Jannika spends her days running with “the pack” – a group of my siblings and other professors’ kids who spend their days building forts in the woods, digging trenches on the beach, and screaming at each other over a rather sad collection of broken McDonalds happy meal toys housed in a ripped cardboard box (playtime gets a little desperate here on rainy days).
So after a week of living the wild life and really really not getting enough sleep, Jannika crashed – a complete nosedive complete with burning wreckage. Sadly, this monstrous meltdown was over an Einstein figurine missing half his brain and hair (I’m not exaggerating – the cardboard box really is that sad). I’ll spare you the details, but it transformed into a blowout that resulted in a prompted apology that went something like “I’m sorry I was so naughty about crying for my guy…and kicking grandma’s seat with goat-poop shoes…and putting soap on the wall…and yelling at you to wipe my bottom again and again even though I was already wiped.”
Here is where I started formulating my wine-drinking plan for the evening. Wanting to savor the experience, however, I decided to hold off until after dinner where I could couple my glass of wine with a few armloads of snacks.
And then I discovered Silas in the laundry room/bathroom/cat litter room.
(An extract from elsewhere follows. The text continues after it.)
PR #19171, opened 2020-09-30
[FEAT] Implements invokeHelper

pzuraq:
Reopening #19165, thanks for getting it started @NullVoxPopuli!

And then I discovered that Silas had discovered the ultra-concentrated laundry soap.
And the cat litter scoop.
And the cat poop chunks in the litter.
When I opened the door, he was guiltily standing amid a soup of soapy, goopy puddles filled with scoop after scoop of used litter (and its contents).
30 minutes, 56 paper towels, and 3 gagging sessions later, I was just wiping up the last of the soapy poop goo off the floor when a sister (who shall remain nameless and ageless) entered and questioned, “This clean yet?” And amidst my woe-is-me mopey mopping (and, really, woe was me), I thought she was kindly checking in on me and sharing in my pain…until she nodded at my “Almost – maybe 5 more minutes?” and briskly shut the door, walked over to the toilet, and promptly starting taking a dump.
Needless to say, my wine-drinking and vat-o’-snacks-consuming plan was executed quite proficiently last night. Go me.
1 comment:
Wow. And let me say it again. WOW. Guess you forgot to mention this yesterday. Wow.